We’re two brothers riding recycled bicycles across the United States and meeting people. Lots of them.

But whether they’re devout Baptists who’ve lived in a small southern town for four generations or disaffected crust punks packing themselves into a crumbling squatted building, there is a common thread that ties them together.

We sense a growing movement in this country that rises above race, region, and subculture. Americans are yearning to rebuild space, community, and local culture, each in our own way. And it’s going to take a lot of blood, sweat, and ambitious insanity.

It will mean different things for different people. Some are rethinking business models to facilitate more intimate and local exchange. Others reinvent living spaces to allow for more community at home. It’s coming from all different angles and from all sorts of people. Fuel and transportation, energy use, urban/suburban planning, building construction, farming and food production, public space and civic art.
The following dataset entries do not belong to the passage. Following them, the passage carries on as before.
PR #270, opened 2020-04-23
Released HeLa check/action

andreacosolo:
Files containing sequences (fastq or bam) from HeLa cells should not be released (or other visible statuses).
Check 1: find released fastq and bam files.
Check 2: find released processed files (fastq or bam) deriving from workflows with restricted input files (and find also released fastq or bam processed files not deriving from any workflow).
Action (common for check1 and check2): set the status to 'restricted'.


chalicelib/checks/audit_checks.py
```diff
@@ -823,3 +823,124 @@ def check_fastq_read_id(connection, **kwargs):
...
+                    files['visible'].append({
+                        'uuid': a_file['value']['uuid'],
+                        'file_format': format,
+                        'file_status': status})
+    # search for visible fastq or bam processed files that are not output of any workflow
+    query_pf = 'search/?type=FileProcessed&workflow_run_outputs.workflow.title=No+value'
+    query_pf += ''.join(['&status=' + st for st in visible_statuses])
+    query_pf += ''.join(['&file_format.file_format=' + f for f in formats])
+    query_pf += '&field=uuid&field=status&field=file_format'
+    res_pf = ff_utils.search_metadata(query_pf, key=connection.ff_keys)
```
KorayKirli, line 897: This part is not clear for me, when does HeLa come into play?
If a submitter sends their own processed bam file for a non HeLa experiment set, will this check complain about that file?
In other words, if you were to not limit this check to bam and fastq, you would find many files.

andreacosolo: The part above this block looks for visible processed files (fastq or bam) that are output of a workflow, where the inputs are HeLa (or any other restricted file). It is important to ensure that there are no visible processed files (fastq or bam) 'unlinked' from workflows (as could happen with user-submitted pf), otherwise they will not be found by the search above.

The focus of this second check not strictly on HeLa, but rather on "Processed files not restricted". If some pf are not restricted but should be, they are returned as 'visible'. If some pf cannot be determined because the workflow info is missing, they are returned as 'unlinked'. The action patches only on the 'visible' ones, since the 'unlinked' ones require to be linked manually.

This part of the code (finding unlinked pf) can be a check itself or can be included in this check. I'm happy to discuss how useful it would be on its own, outside this specific application. Since it is essential for this check to work, but I do not see a strong need for a broader application, I thought of including it here. In particular, this search currently returns 0 files (apart from those few which you corrected earlier, that are not likely to show up again). So it seems unlikely that many of these files will start appearing all of a sudden. Moreover, extending the search to other file formats will give many (>2000) results. Only if we want to manually fix them all, an autonomous check would make sense.

KorayKirli: If you are concerned about processed results on HeLa experiment sets submitted by users, you can run a version of your fastq query for processed_files.

aschroed: I say leave this bit in - it's not going to hurt and it is potentially informative even if not hela specific.  If it starts turning up files that should rightfully be in this state - seems unlikely - then we can modify to add a white list in the future.  A complementary approach that might be done in a separate more general check would be to find a way to find orphan files by looking for those either not linked to experiment or experiment_set or not as output of a workflow or input of something other than md5 or fastqc (for fastq) to find truly orphaned files but don't think it is a priority.

I'd say this is good to go.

And it’s already started. All across the country, people are finding innovative ways to come together and make revolutionary change on a local level, to regain control of their lives, rediscover independence, and recycle the American Dream.

We’re finding them. And we’re telling their stories.
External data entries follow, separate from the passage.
PR #271, opened 2020-04-24
C4-136 DELETE env API

willronchetti:
- Provides an API endpoint for deleting foursight environments

### DIFF
--- a/app.py
+++ b/app.py
@@ -296,7 +296,7 @@ def delete_environment(environ):
 
     Protected route
     """
-    if check_authorization(app.current_request.to_dict(), environ):
+    if check_authorization(app.current_request.to_dict(), environ):  # TODO (C4-138) Centralize authorization check
         return run_delete_environment(environ)
     else:
         return forbidden_response()
--- a/app.py
+++ b/app.py
@@ -286,6 +286,22 @@ def get_environment_route(environ):
     else:
         return forbidden_response()
 
+
+@app.route('/environments/{environ}/delete', methods=['DELETE'])
+def delete_environment(environ):
+    """
+    Takes a DELETE request and purges the foursight environment specified by 'environ'.
+    NOTE: This only de-schedules all checks, it does NOT wipe data associated with this
+    environment - that can only be done directly from S3 (for safety reasons).
+
+    Protected route
+    """
+    if check_authorization(app.current_request.to_dict(), environ):
+        return run_delete_environment(environ)
+    else:
+        return forbidden_response()
+
+
 ######### PURE LAMBDA FUNCTIONS #########
 
 @app.lambda_function()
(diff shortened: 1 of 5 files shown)


app.py
```diff
@@ -286,6 +286,22 @@ def get_environment_route(environ):
...
+@app.route('/environments/{environ}/delete', methods=['DELETE'])
+def delete_environment(environ):
+    """
+    Takes a DELETE request and purges the foursight environment specified by 'environ'.
+    NOTE: This only de-schedules all checks, it does NOT wipe data associated with this
+    environment - that can only be done directly from S3 (for safety reasons).
+
+    Protected route
+    """
+    if check_authorization(app.current_request.to_dict(), environ):
```
netsettler, line 299: I looked at the check_authorization function and while it looks probably-OK, I think it should not be maintained as part of foursight. We should centralize all authy things in a repo that is ultimately maintained by devops, and probably supplies decorators that are purely declarative for code so that we know things are being done in a standard way that has been vetted. I don't think that has to be done on this PR, but a # TODO (C4-138): comment would be nice. (That's the ticket number I just created.)

chalicelib/app_utils.py
```diff
@@ -771,6 +771,47 @@ def run_get_environment(environ):
...
+    but does not remove any data.
+    """
+    s3_connection = S3Connection('foursight-envs')
+    s3_resp = s3_connection.delete_keys([environ])
+    keys_deleted = s3_resp['Deleted']
+    if not keys_deleted:
+        response = Response(
+            body = {
+                'status': 'error',
+                'description': 'Invalid environment provided to delete',
```
netsettler, line 786: Is that really the only reason this could be? I'm not a big fan of descriptions that just make something up after-the-fact. I might say "Unable to comply with request."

Here is the video they put together for their stay in North Carolina. It’s awesome, sweet, disgusting, beautiful and inspiring all rolled into one. I can’t imagine many anyone watching the full video, but I thought it was pretty great.

The Montana House from America reCycled on Vimeo.
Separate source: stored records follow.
PR #274, opened 2020-04-30
Pmid geo links

sbreiff:
`biorxiv_is_now_published` check edited to look for GEO datasets associated with a publication when new publications are found

### DIFF
--- a/chalicelib/checks/wrangler_checks.py
+++ b/chalicelib/checks/wrangler_checks.py
@@ -143,7 +143,7 @@ def biorxiv_is_now_published(connection, **kwargs):
     chkstatus = ''
     chkdesc = ''
     check.action = "add_pub_and_replace_biorxiv"
-    fulloutput = {'biorxivs2check': {}, 'false_positives': {}}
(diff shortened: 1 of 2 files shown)


chalicelib/checks/wrangler_checks.py
```diff
@@ -243,6 +243,18 @@ def biorxiv_is_now_published(connection, **kwargs):
             # we have possible article(s) - populate check_result
             fndcnt += 1
             fulloutput['biorxivs2check'][buuid] = ['PMID:' + id for id in ids]
+            # look for GEO datasets
+            for id_ in ids:
+                result = requests.get('https://eutils.ncbi.nlm.nih.gov/entrez/eutils/'
```
aschroed, line 248: Should this be in a try-except block as it's ancillary and not sure check should error if the get doesn't work?

sbreiff: I  could do that - should I do the same for all gets? e.g. line 220 `res = requests.get(title_query)`?

aschroed: Yes - try-except is not the only option - just need some way to be sure that result.text is something you can actually work with

PR #227, opened 2022-05-13
Update workflows

Ryan-Myers:
Update workflows to be more explicit in their steps so it's easier to see the progress and debug


DavidSM64 (approved):
LGTM

PR #231, opened 2022-05-22
Create Sound ID and Sequence ID enums + some racer labelling

FazanaJ:
Have also updated every (that I know of) sound function call to use these macros.
Already so much more readable 😎


DavidSM64 (approved):
LGTM

PR #232, opened 2022-05-23
Mostly misc labelling, but also weather too

FazanaJ:
shoutouts to rareware making such an actually cool and indepth weather system that sees such minimal use.

Guess they wanted to flex their british knowledge of how much it rains


DavidSM64 (approved):
lgtm

PR #239, opened 2022-08-06
Match most of the remaining unmatched libultra functions, mostly from the audio library

Ryan-Myers:
Most of the code matched comes from the ultralib repo, but some files don't match any other known versions so they had to be manually matched. This is a big one. I tried to keep things mostly identical to the ultralib versions where possible, so the code style isn't what we usually accept, but I figured it was better this way.


lib/src/mips1/al/alSynAllocFX.c
```diff
@@ -5,17 +5,12 @@
...
-// This is very close to matching.
 ALFxRef *alSynAllocFX(ALSynth *s, s16 bus, ALSynConfig *c, ALHeap *hp)
 {
-    alFxNew(s->auxBus[bus].fx, c, bus, hp);
-    alFxParam(s->auxBus[bus].fx, AL_FILTER_SET_SOURCE,
+    alFxNew(&s->auxBus[bus].fx[0], c, bus, hp);
+    alFxParam(&s->auxBus[bus].fx[0], AL_FILTER_SET_SOURCE,
                   &s->auxBus[bus]);
-    alMainBusParam(s->mainBus, AL_FILTER_ADD_SOURCE, s->auxBus[bus].fx);
+    alMainBusParam(s->mainBus, AL_FILTER_ADD_SOURCE,&s->auxBus[bus].fx[0]);
```
FazanaJ, line 13:
```suggestion
    alMainBusParam(s->mainBus, AL_FILTER_ADD_SOURCE, &s->auxBus[bus].fx[0]);
```

lib/src/al/sl.c.c
```diff
@@ -0,0 +1,66 @@
+/* The comment below is needed for this file to be picked up by generate_ld */
```
AntonioCastelli, line 1: Is this file name correct?

AntonioCastelli (approved):

lib/asm/non_matchings/unknown_0CA730/__d_to_ll.s
```diff
@@ -1,3 +1,22 @@
+/* Hacky workaround. This is required because after alSynSetPriority, the linker seems to have added a bunch of nops. */
+glabel NOPSNEEDED
```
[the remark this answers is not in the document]
Ryan-Myers: Good idea. Done.

lib/src/al/sl.c.c
Ryan-Myers: Nice catch! Missed that one. Fixed now.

This all tickled two things in me. The video itself I thought had some pretty poignant thoughts. Just the whole idea of bucking the system and living outside the box. Something that of course I am drawn to. Rejecting the whole prescribed notion of success being defined as participation in the rat-race and chasing the American dream.

People want to feel good good about their lives. People want to feel responsible. But we are kind of lost within this labyrinting framework of the Utopian society we created after World War II. We’ve examined those values one by one, you know. You get your house, you get your white picket fence, you pay your taxes, all we need to do is you continue working, and we will create this enlightened society. I think this has gotten worn around the edges…

I think the American dream is running away from a country that has unattainable standards of happiness.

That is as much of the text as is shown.